AWS Certified Generative AI – Professional (AIP-C01) — Question 19
A financial services company uses an AI application to process financial documents by using Amazon Bedrock. During business hours, the application handles approximately 10,000 requests each hour, which requires consistent throughput.
The company uses the CreateProvisionedModelThroughput API to purchase provisioned throughput. Amazon CloudWatch metrics show that the provisioned capacity is unused while on-demand requests are being throttled. The company finds the following code in the application: python response = bedrock_runtime.invoke_model(modelId="anthropic.claude-v2", body=json.dumps(payload))
The company needs the application to use the provisioned throughput and to resolve the throttling issues.
Which solution will meet these requirements?
Answer options
- A. Increase the number of model units (MUs) in the provisioned throughput configuration.
- B. Replace the model ID parameter with the ARN of the provisioned model that the CreateProvisionedModelThroughput API returns.
- C. Add exponential backoff retry logic to handle throttling exceptions during peak hours.
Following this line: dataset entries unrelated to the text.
PR #232, opened 2025-11-28
Update CrossbarRTL_test.py

EveandBob:
When testing with num_inports = 3 and num_outports = 4, I found that dut.send_data[4].rdy was always 0. After debugging, I discovered that CrossbarRTL_test.py needs to be modified.


tancheng:
Thanks for the fix~!

PR #247, opened 2026-01-06
Enable prototype RetVoid RTL

ShangkunLi:
In this pr, we enable a prototype RetVoid RTL:
- After receiving the trigger value, wait 100 cycles before sending the `CMD_COMPLETE` signal to the control memory
- The RetVoid Op is triggered by the predicate bit of the corresponding trigger value

### DIFF
--- a/.github/workflows/python-package.yml
+++ b/.github/workflows/python-package.yml
@@ -111,8 +111,10 @@ jobs:
         pytest ../mem/data/test/DataMemControllerRTL_test.py -xvs --test-verilog --dump-vtb --dump-vcd
         # MeshMultiCgraTemplateRTL Test
         pytest ../multi_cgra/test/MeshMultiCgraTemplateRTL_test.py -xvs --test-verilog --dump-vtb --dump-vcd
-        # Generate .v file with explicit file & module names.
+        # Generate FIR scalar .v file with explicit file & module names.
         pytest ../multi_cgra/test/MeshMultiCgraRTL_test.py::test_multi_CGRA_fir_scalar_translation -xvs --test-verilog --dump-vtb --dump-vcd
+        # Generate FIR vector global reduce .v file with explicit file & module names.
+        pytest ../multi_cgra/test/MeshMultiCgraRTL_test.py::test_multi_CGRA_fir_vector_global_reduce_translation -xvs --test-verilog --dump-vtb --dump-vcd
 
     - name: Test synthesis for CGRA template
       run: |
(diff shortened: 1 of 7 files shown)


fu/single/RetRTL.py
```diff
@@ -100,9 +126,51 @@ def update_already_done():
...
             s.send_to_ctrl_mem.rdy:
           s.already_done <<= 1
+        elif s.recv_opt.val & \
+             (s.recv_opt.msg.operation == OPT_RET_VOID) & \
+              ~s.already_done & \
+              s.is_counting & \
+              (s.delay_counter == CounterType(kDelayCycles)) & \
+              s.send_to_ctrl_mem.val & \
+              s.send_to_ctrl_mem.rdy:
+          s.already_done <<= 1
```
tancheng: I think we have to make `s.already_done` be `s.already_done = [Wire(1) for _ in range(ctrl_mem_size)]` instead of `s.already_done = Wire(1)`, as there might be multiple `return` on same tile.

Or we can force the mapper avoid mapping multiple `return` on same tile, which one you prefer?

ShangkunLi: I think we can map multiple `return` on the same tile. It sounds more general.

tancheng: Makes sense. I think besides the [operation](https://github.com/tancheng/VectorCGRA/blob/517b6f9d835fab52a8b3608a069088dc2595ce77/lib/messages.py#L146), each config should also contain its `index` in the config memory.
 - It helps locate which `return` is done
 - When sending `COMPLETE` back to CPU, the `index` can be used to identify which task is returned. (CPU knows the mapping info).

tancheng: After adding new field, https://github.com/tancheng/VectorCGRA/blob/879941d5440127758c9fe2e88b15d0ded38f4e7a/fu/single/test/RetRTL_test.py#L94-L96
The test signal should also add the corresponding value:
```
 src_opt = [CtrlType(OPT_RET, 0, [FuInType(1), FuInType(0)]), 
            CtrlType(OPT_RET, 1, [FuInType(1), FuInType(0)]), 
            CtrlType(OPT_RET, 2, [FuInType(1), FuInType(0)])] 
```

Yes, all places need this change. However, a better way to enable this might be providing an outport in https://github.com/tancheng/VectorCGRA/blob/879941d5440127758c9fe2e88b15d0ded38f4e7a/tile/TileRTL.py#L108
(similar to [this](https://github.com/tancheng/VectorCGRA/blob/879941d5440127758c9fe2e88b15d0ded38f4e7a/mem/ctrl/CtrlMemDynamicRTL.py#L78)) and connect that to a new inport in the https://github.com/tancheng/VectorCGRA/blob/879941d5440127758c9fe2e88b15d0ded38f4e7a/tile/TileRTL.py#L84

ShangkunLi: Added `ctrl_addr_inport` in each FU.

PR #248, opened 2026-01-07
Add FIR vector global reduce SV test environment and fix Xprop in the CGRA RTL.

rp15:


multi_cgra/test/sv_test/header_fir_vector_global_reduce.sv
```diff
@@ -0,0 +1,358 @@
+function automatic IntraCgraPacket_4_2x2_16_8_2_CgraPayload__d294fd7ecd3c5b69 make_intra_cgra_pkt
```
tancheng: Can we avoid `d294fd7ecd3c5b69` by leveraging explicit name?

multi_cgra/test/sv_test/header_fir_vector_global_reduce.sv
```diff
@@ -0,0 +1,358 @@
...
+(
+  input logic [4:0] src,
+  input logic [4:0] dst,
+  input logic [4:0] cmd,
+  input logic [31:0] data_payload,
+  input logic       data_predicate,
+  input logic [6:0] data_addr,
+  input logic [6:0] ctrl_operation
+);
+  IntraCgraPacket_4_2x2_16_8_2_CgraPayload__d294fd7ecd3c5b69 pkt;
```
tancheng: ditto

multi_cgra/test/sv_test/header_fir_vector_global_reduce.sv
tancheng: Which part of this .sv can be used by riscv core? Or this file is just a verilog version of pymtl testbench?

tancheng (commented):
Also include the test inside https://github.com/tancheng/VectorCGRA/blob/master/.github/workflows/python-package.yml?

And update test/sv_test/README.md?

multi_cgra/test/sv_test/header_fir_vector_global_reduce.sv
rp15: I don't think we can control struct names in the same way as module/file names.

tancheng: So it will always be the same name?

multi_cgra/test/sv_test/header_fir_vector_global_reduce.sv
rp15: The integrated tb doesn't use this header, it uses only the .hex file generated by this header in a prior CGRA-only tb run.

multi_cgra/test/sv_test/header_fir_vector_global_reduce.sv
rp15: As long as the underlying RTL parameters are the same. That is why we have different versions for the scalar vs vector FIR tbs; the payload data is 32-bit wide in the former and 64 in the latter. I agree that it would be better to be more generic, but if the RTL bit widths change, we have more parameters to adjust by hand anyway, unfortunately.

multi_cgra/test/sv_test/README.md
```diff
@@ -5,7 +5,7 @@ They have two roles;
...
+1) is accomplished by header*.sv's functions (make_intra_cgra_pkt, make_intra_cgra_config_pkt, make_intra_cgra_config_pkt_w_data, unpack_pkt) that create the same packets as implemented by the by the IntraCgraPktType data types in preload_data and src_opt_pkt in MeshMultiCgraRTL_test.py. 2) is also accomplished by the same functions; in their second part, they print the necessary RISC-V Imem hex code into a file for the CPU to load the shared Dmem with the appropriate config packets (Imem init: https://github.com/coredac/accelerator_soc/blob/ed4e6f05d0ad88b62e347557a188ffca0dac3343/src/imem_rom.sv#L10, integration tb: https://github.com/coredac/accelerator_soc/blob/ed4e6f05d0ad88b62e347557a188ffca0dac3343/verif/acc_soc_tb.sv#L12).
```
tancheng: ([Imem init](https://github.com/coredac/accelerator_soc/blob/ed4e6f05d0ad88b62e347557a188ffca0dac3343/src/imem_rom.sv#L10), [integration tb](https://github.com/coredac/accelerator_soc/blob/ed4e6f05d0ad88b62e347557a188ffca0dac3343/verif/acc_soc_tb.sv#L12))

tancheng: []+()

PR #250, opened 2026-01-10
Hex code generation

rp15:
Enabled RISC-V hex code generation along with the already existing CGRA SV verification for the FIR vector global reduce VectorCGRA SV test.


rp15:
> I thought the test was already enabled in previous PR. So this PR does some cleanup or bug fix (then why it passed before)?

Good question; this PR is adding capability to generate RISC-V hex code to be used with the [coredac accelerator SOC](https://github.com/coredac/accelerator_soc) test bench. Not changing any of the functionality of this CGRA-only tb.

tancheng (approved):

PR #255, opened 2026-01-27
Enhance DCU with leaf counter & relay/root counter ability

ShangkunLi:
Screenshot 2026-01-27 at 15 52 39
 As shown in the figure, each DCU has two modes:
`data-drive` mode: this is used to execute the leaf counter
`data-provide` mode: this is used to provide outer loop values during execution

In this pr:
- we enhance the `LoopCounterRTL` with the ability to support both this two modes
- we enhance both modes with a per-ctrl-addr related registers, so that we can temporally execute multiple leaf counters on the same DCU
- we introduce the `CMD_RESET_LEAF_COUNTER` to reset the leaf counter and `CMD_UPDATE_COUNTER_SHADOW_VALUE` to update the shadow values in the DCU

### DIFF
--- a/fu/single/LoopCounterRTL.py
+++ b/fu/single/LoopCounterRTL.py
@@ -121,7 +121,7 @@ class LoopCounterRTL(Fu):
             if ~s.already_done[addr]:
               s.send_to_ctrl_mem.val @= b1(1)
               s.send_to_ctrl_mem.msg @= s.CgraPayloadType(
-                CMD_COMPLETE, DataType(0, 0), 0, s.recv_opt.msg, addr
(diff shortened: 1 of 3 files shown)


ShangkunLi:
> Then `data-provide` can be renamed as `loop-delivery`; `data-drive` can be renamed as `loop-driven`. WDYT?

Good idea! I have modified the name of the loop counter mode.

I have also created an integrated test that uses the loop counter to execute the `fir` test on a `2x2` CGRA, I can make a pr for that after merging this pr.

tancheng (approved):

PR #257, opened 2026-02-05
Update tile in type(port xx)

ycc-21:
Update all TileInType(PORT_XX) in test.


tancheng:
Thanks for the help @ycc-21~! @ShangkunLi Plz take a look.

PR #263, opened 2026-02-14
Refactor Fu interfaces.

yyan7223:


fu/flexible/FlexibleFuRTL.py
```diff
@@ -22,6 +22,7 @@
 
 class FlexibleFuRTL(Component):
   def construct(s,
+                CtrlPktType,
                 DataType,
                 CtrlType,
```
tancheng: `CtrlPktType` is already passed, then do we still need `DataType` and `CtrlType`?

yyan7223: Yes, let me do it step by step.

PR #270, opened 2026-03-04
Scratch/ronjok/dynamic handshake

rp15:
Dynamically handshake rdy & val using an unbounded queue.


multi_cgra/test/sv_test/MeshMultiCgraRTL_2x2_fir_scalar_tb.v
```diff
@@ -25,151 +24,78 @@ module cgra_test
   int  PASS         = 'd0;
   time pass_time_of = 'd0;
 
+  logic [185-1:0] pkt_queue [$];
```
tancheng: what is the queue size and the bit-width of each item inside the queue? Can you add comment for that?

tancheng (approved):

PR #3035, opened 2026-09-18
Migrate TypeAgent plugin capture to Copilot extensions

hillary-mutisya:
Replace legacy command hooks and transcript parsing with typed Copilot SDK session events. Add native TypeAgent commands, PowerShell guidance, macro capture, history tracking, and extension artifact staging.

Add focused lifecycle, trace, command, and artifact tests.


datduyng (approved):
Approve. Migration code is verifiable through unit test which can easily revert if something go wrong

PR #3045, opened 2026-09-21
Optimize browser durable-memory ingestion

hillary-mutisya:
Move browser imports to a single durable-memory extraction pipeline and make indexing incremental for newly added sources.

- Remove duplicate browser-side knowledge extraction.
- Append new documents to copied index generations instead of rebuilding the entire corpus.
- Reduce fetched HTML before Markdown conversion.
- Suppress URL and link entities that add little retrieval value.
- Aggregate structural chunks using a safe 7,500-token limit.
- Increase extraction concurrency from 4 to 8.
- Increase embedding batch size from 8 to 64.
- Add structured ingestion stage and timing traces.
- Share the production durable-memory factory with live acceptance tests.
- Preserve atomic publication, restart durability, and full rebuild behavior for source replacement and corpus clearing.

Full-page Luna import latency decreased from about 450 seconds to 34-54 seconds while retaining expected entities, topics, and search results.

Validation:
- Browser: 249 tests passed
- Memory service: 12 tests passed
- KnowPro: 48 tests passed
- Production incremental acceptance passed with real Luna and embeddings
- Build, formatting, diagnostics, and repository quality gates passed


datduyng (approved):

datduyng:
Since the PR is about restructuring, unit testing and e2e testing are sufficient

PR #170, opened 2026-07-24
fix: clear plaintext hashes when locking

brownie-ricon:
## Finding

PR #168 adds unsalted raw plaintext Git object hashes to `.git/info/notes-obfuscation-state`. `notes lock` re-encrypts and removes readable note content but leaves that state file behind, so a locked checkout retains offline-verifiable fingerprints of every cached plaintext note.

## Fix

- remove the local deobfuscation state only after `rudi lock` succeeds
- extend the real lock/unlock integration test to prove four-field state exists before lock and no state fingerprint survives lock

The regression failed on the reviewed `9c45d2c` head at `[ ! -e "$state" ]` before the implementation change.

## Validation

- `mise run test integration --filter 'lock and unlock round-trip preserves file content'`
- `mise run test` (394 BATS, 9 Python)
- `codebase lint "$PWD"` (8/8)
- `git diff --check`

### DIFF
--- a/.mise/tasks/lock
+++ b/.mise/tasks/lock
@@ -37,3 +37,8 @@ else
   # files, not just notes. Tracked in KnickKnackLabs/rudi#5.
   echo "Note: lock re-encrypts all encrypted files in this repo (rudi#5)."
 fi
+
+# Raw plaintext hashes accelerate change detection only while readable notes
+# exist. Do not retain those offline-verifiable fingerprints after locking.
+state_file=$(git rev-parse --git-path info/notes-obfuscation-state)
+rm -f "$state_file"
--- a/.mise/tasks/lock
+++ b/.mise/tasks/lock
@@ -29,6 +29,12 @@ if [ -f "$TARGET_DIR/notes/.manifest" ]; then
   git -C "$TARGET_DIR" add notes/
 fi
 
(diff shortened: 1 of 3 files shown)


junior-ricon (changes requested):
Adversarial review at exact head `56307a1678d942afed11e6e8a959abe8c3f176a7` found one remaining interruption gap.

`.mise/tasks/lock` removes the raw plaintext-hash state only after `rudi lock` returns. If the process dies after encryption but before that removal, a locked checkout can retain the offline-verifiable fingerprints this fix is meant to clear.

Fix-it #171 moves removal before the encryption call and adds a failing-`rudi` integration regression proving the state is already absent at that boundary: https://github.com/KnickKnackLabs/notes/pull/171

That regression fails on this exact head and passes on #171. The combined full suite passed 395 BATS and 9 Python tests; all eight Codebase lints passed.

junior-ricon (approved):
Re-reviewed exact head `379d3443a9d8b6a72098a71494f614f2ab332a61` after #171 merged.

The lock path now removes plaintext hash state before crossing the `rudi lock` boundary. The interruption regression fails on the prior head and passes here, and current Ubuntu/macOS CI is green. My earlier interruption-safety finding is resolved.

PR #172, opened 2026-07-26
perf: batch stage and commit checks

junior-ricon:
## Summary

- batch double-tracked readable-path detection through one `git ls-files` snapshot instead of one Git process per manifest row
- skip manifest lookup subprocesses for absent obfuscated IDs during full deobfuscation, and pass known manifest names directly
- add deterministic 42-note regressions for the Git-process and lookup-process boundaries

## Why

A one-note commit on a 535-note repository could run the per-row double-tracking query during staging, pre-commit, and post-commit verification, producing roughly 1,605 Git processes. Full post-commit deobfuscation could also launch roughly 535 unnecessary `grep | cut` lookup pipelines before discovering that almost every obfuscated ID was absent.

The new behavior scales subprocesses with operation phases and changed files rather than total manifest size.

## Validation

- `mise run test test/common.bats` (19/19)
- `mise run test test/obfuscate.bats` (80/80)
- `mise run test test/integration.bats` (26/26, including 3 existing skips)
- `mise run test` (398 BATS, 9 Python)
- Fold pre-commit and pre-push (zero failures; expected new-branch/GitHub-merge signature warnings)

No wall-time loop was run. The regressions count the exact subprocess boundaries deterministically.

### DIFF
--- a/.mise/tasks/commit
+++ b/.mise/tasks/commit
@@ -99,13 +99,16 @@ require_no_preexisting_staged_changes() {
 }
 
 verify_no_readable_paths_tracked() {
-  local bad=() id relpath
+  local bad=() id relpath double_tracked
+  if ! double_tracked=$(detect_double_tracked_notes "$TARGET_DIR" "$notes_dir"); then
+    echo "Error: failed to inspect tracked readable note paths after commit." >&2
+    return 1
+  fi
+
   while IFS=$'\t' read -r id relpath; do
     [ -z "$id" ] && continue
-    if git -C "$TARGET_DIR" ls-files --error-unmatch -- "$notes_dir/$relpath" >/dev/null 2>&1; then
-      bad+=("$relpath")
-    fi
-  done < "$manifest"
+    bad+=("$relpath")
+  done <<< "$double_tracked"
 
   if [ ${#bad[@]} -gt 0 ]; then
     echo "Error: commit created tracked readable note path(s); repair before pushing:" >&2
--- a/README.md
+++ b/README.md
@@ -6,7 +6,7 @@
 
 **Collective memory, encrypted.**
 
-[![tests: 406](https://img.shields.io/badge/tests-406-brightgreen?style=flat)](test/)
+[![tests: 407](https://img.shields.io/badge/tests-407-brightgreen?style=flat)](test/)
 ![lints: 8](https://img.shields.io/badge/lints-8-blue?style=flat)
 [![license: MIT](https://img.shields.io/badge/license-MIT-blue?style=flat)](LICENSE)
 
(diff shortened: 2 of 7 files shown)


quick-ricon (changes requested):
## Findings

1. **`lib/common.sh:243-250` misses tracked readable paths containing backslashes or double quotes.** `core.quotePath=false` does not disable Git's C-quoting for those characters, so the line stored in `tracked_paths` is not the literal manifest path and the AWK membership check fails. I reproduced this with both `back\slash.md` and `double"quote.md`; spaces, non-ASCII, and glob characters survived. Fix-it: https://github.com/KnickKnackLabs/notes/pull/173

1. **`test/common.bats:177-208` proves only the helper, while the production post-commit verifier still fans out at `.mise/tasks/commit:101-108`.** An end-to-end 42-note `notes commit` with one changed note launched 43 `ls-files` processes: one batched stage snapshot and 42 `ls-files --error-unmatch` post-checks. This falsifies the claimed stage/commit scaling boundary even though the new helper regression passes. Fix-it: https://github.com/KnickKnackLabs/notes/pull/174

## Stress tests performed

1. Ran exact-head focused suites: `test/common.bats` 19/19 and `test/obfuscate.bats` 80/80, plus Bash syntax and `git diff --check`.
1. Ran both new regressions against exact base `0f6ff2916081fe624cac0599ecaeebbe4da096c8`; each failed as intended.
1. Exercised literal tracked names containing spaces, non-ASCII, backslashes, double quotes, and glob characters. Backslash and quote names exposed finding 1.
1. Counted the real `notes commit` path, not just the helper. Exact head produced 43 `ls-files` calls for 42 notes; the fix-it reduces this to two phase-level snapshots and adds a regression that fails on `9d2ce4f`.
1. Counted the real full `notes deobfuscate` path with 42 manifest rows and one present obfuscated file. It launched zero `grep` and zero `cut` processes and restored the present note. The scoped/full, missing-file, dirty-readable, stale/interrupted-state, custom-directory, and non-ASCII cases in the 80-test obfuscation suite passed.
1. Injected failure into the batched Git snapshot; the helper returned nonzero. Ordinary tracked-readable/obfuscated combinations and readable-only-on-disk behavior also passed existing integration coverage.
1. Confirmed exact-head Ubuntu and macOS CI are green.

I did not have a local macOS Bash 3.2 runtime. The changed syntax is Bash 3.2-compatible by inspection and exact-head macOS CI passed, but unusual-name coverage was local Linux. I also did not inject a signal mid-`mktemp` lifetime, so interrupt-time temporary-file cleanup remains unproven.

## Disposition

**Request changes.** The full deobfuscation absent-ID optimization survived the attacks, but readable-path quoting is incorrect and the production commit path retains an O(manifest size) Git-process loop. The two independent fixes are provided in PRs #173 and #174.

- D. Modify the application to use the InvokeModelWithResponseStream API instead of the InvokeModel API.
Correct answer: B
Explanation
The correct answer is B because using the ARN of the provisioned model allows the application to leverage the purchased provisioned throughput, ensuring that requests are handled effectively. Options A and C do not directly address the root cause of the throttling issue, which is related to model identification, while D involves a different API that may not resolve the underlying problem of utilizing provisioned throughput.